▸ **Exercise data**
*** Block opens ***
PR #215, opened 2023-01-26
Misc EDS3 and GPL serialization fixes.

### LINKED ISSUE #213: dynamic state3 + GPL brokenness

HansKristian-Work:
Fix #213.
Supersedes #214.

### DIFF
--- a/fossilize.cpp
+++ b/fossilize.cpp
@@ -1967,7 +1967,20 @@ bool compute_hash_graphics_pipeline(const StateRecorder &recorder, const VkGraph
*** Block closes ***
▸ **Activity**
Please reproduce the entire listing. Keep it identical.

▸ **Reply to the task**
PR #215, opened 2023-01-26
Misc EDS3 and GPL serialization fixes.

### LINKED ISSUE #213: dynamic state3 + GPL brokenness

HansKristian-Work:
Fix #213.
Supersedes #214.

### DIFF
--- a/fossilize.cpp
+++ b/fossilize.cpp
@@ -1967,7 +1967,20 @@ bool compute_hash_graphics_pipeline(const StateRecorder &recorder, const VkGraph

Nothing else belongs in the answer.